For the string "hermes", find every matching line in the records and copy it.
Content starts
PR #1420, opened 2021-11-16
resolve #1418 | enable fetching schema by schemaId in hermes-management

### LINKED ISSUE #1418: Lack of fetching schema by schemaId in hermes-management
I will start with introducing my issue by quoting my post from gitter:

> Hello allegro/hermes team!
Content ends
▸ FINISHED EXERCISE
resolve #1418 | enable fetching schema by schemaId in hermes-management
### LINKED ISSUE #1418: Lack of fetching schema by schemaId in hermes-management
> Hello allegro/hermes team!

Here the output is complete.